The Man from Beijing
- First edition
- Author: Henning Mankell
- Original title: Kinesen
- Translator: Laurie Thompson
- Language: Swedish, English translation
- Genre: Crime novel
- Publisher: Leopard Förlag (Sweden) Harvill Secker (UK) Alfred A. Knopf (USA)
- Publication date: 20 May 2008 (Sweden) 10 January 2010 (UK) 16 February 2010 (USA)
- Publication place: Sweden
- Media type: Print (hardcover, paperback) E-book
- ISBN: 1-84655-257-5

= The Man from Beijing =

2008 novel by Henning Mankell

Henning Mankell talks about The Man from Beijing on Bookbits radio.

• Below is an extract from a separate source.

PR #576, opened 2021-10-19
mrc-2444 accessibility issues on projects page

hillalex:
## Description

This adds aria labels to all the icon buttons on the projects page and labels or title attributes to all the form controls. Auto-formatting seems to have made quite a few whitespace changes, so might be worth looking at the diff with show whitespace turned off.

The Man from Beijing is a novel by Swedish writer Henning Mankell first published in Swedish on 20 May 2008 under the title Kinesen (The Chinese). The English translation by Laurie Thompson was published in the UK on 10 January 2010, and in the US on 16 February 2010.

==Plot==

In January 2006 the police make the gruesome discovery of the bodies of 19 people who have been brutally murdered in the remote hamlet of Hesjövallen in northern Sweden. The protagonist Birgitta Roslin, a district judge from Helsingborg, realises she has a family connection with some of the victims. Roslin's curiosity is raised by clues found at the scene and leads her to unofficially investigate the massacre. The narrative also chronicles the lives of several characters living during the mid-19th century in China and the United States, whose experiences are somehow also connected to the mass killings. As the plot unfolds, extending across four continents, Roslin unintentionally becomes embroiled in a web of international corruption and political intrigue.

==Adaptations==
Yellow Bird acquired the TV film rights and produced a German language version together with Austrian production company Lotus Film and broadcasters ARD and ORF. It was broadcast in Austria by ORF on 30 December 2011, following DVD releases in Germany and France a few days earlier. The film was nominated for two German Camera Awards: to Alexander Fischerkoesen for Best Cinematography of a TV Film and to Moune Barius for Best Editing of a TV Film.